If you're not into anonymous play, arranged team games are possible, but they are isolated on a special ladder of their own. This is done to prevent any kind of player collusion from tainting the main ladder results.

You can find many of the very same dangers echoed in the "practical issues" section of the Elo rating Wikipedia entry. Chess games and real-time strategy games are completely different things, but they have strikingly similar ranking and matching pathologies.

One particular weakness of the Elo system is the overly simplified assumption that the performance of every player will follow a normal distribution. This is a more severe problem than you might think, as it disproportionately affects new and beginning players. As Blizzard noted above, "Novice players would all too often find themselves in unfair matches against very skilled opponents." For many games, a large proportion of your audience will be novices. If these novice players experience several bad mismatches, they may never come back, and pretty soon you won't have a community of gamers to match anyone against.

Most modern implementations of the Elo system make adjustments to rectify this glaring flaw:

Subsequent statistical tests have shown that chess performance is almost certainly not normally distributed. Weaker players have significantly greater winning chances than Elo's model predicts. Therefore, both the USCF and FIDE have switched to formulas based on the logistic distribution. However, in deference to Elo's contribution, both organizations are still commonly said to use "the Elo system".

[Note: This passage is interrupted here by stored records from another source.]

PR #33, opened 2021-04-11
Member rename

dantleech:
Implements member renaming

- Changes the Rename API to return `Generator<LocatedTextEdit>` (which is a URI and a TextEdit): the caller is responsible for aggregating them now.
- Introduces (via. reference-finder package) the `DefinitionAndReferenceFinder` which can be used to remove the need to inhect both of these,


lib/LanguageServerRename/Adapter/Worse/MemberRenamer.php
```diff
@@ -0,0 +1,127 @@
...
+            yield new LocatedTextEdit(
+                $reference->location()->uri(),
+                PhpactorTextEdit::create(
+                    $range->start(),
+                    $range->end()->toInt() - $range->start()->toInt(),
+                    $newName
+                )
+            );
+        }
+    }
```
dantleech: note that this method is not specific to members. We could probably change the variable renamer to use exactly this logic (e.g. one solution would be having an abstract "reference finder renamer" class). Class renaming would also be very similar.

lib/LanguageServerRename/Adapter/Worse/RenameLocationsProvider.php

Perhaps the most modern variant of Elo is Microsoft's TrueSkill ranking system used on its Xbox Live online gaming network. The TrueSkill system has better provisions for scoring team games, whereas Elo is based on the single player per game model. But TrueSkill's main innovation is incorporating the uncertainty of a player's rating deeply into the mathematical model.

Rather than assuming a single fixed skill for each player, the system characterises its belief using a bell-curve belief distribution (also referred to as Gaussian) which is uniquely described by its mean μ (mu) ("peak point") and standard deviation σ (sigma) ("spread"). An exemplary belief is shown in the figure.

TrueSkill graph

Note that the area under the skill belief distribution curve within a certain range corresponds to the belief that the player's skill will lie in that range. For example, the green area in the figure on the right is the belief that the player's skill is within level 15 and 20. As the system learns more about a player's skill, σ has the tendency to become smaller, more tightly bracketing that player's skill. Another way of thinking about the μ and σ values is to consider them as the "average player skill belief" and the "uncertainty" associated with that assessment of their skill.

It's more complex math than the relatively simple classic Elo ranking system, but TrueSkill should result in more accurate ranking and matching. Remember, that's why we're doing this: to achieve the best possible gameplay experience for all players, not just the elite players who have hundreds of games under their belt.

Our goal is to match players of all skill levels to their counterparts, and to let players reliably rise in rank until they reach a natural plateau of 50% win/loss ratio. We don't want blowouts. We want nail-biting, edge-of-your-seat cliffhangers every time, games that go down to the wire. We will know we've succeeded when each player feels like every game was the equivalent of slaying a massive, mighty dragon-- and not beating up on some puny wharf rats.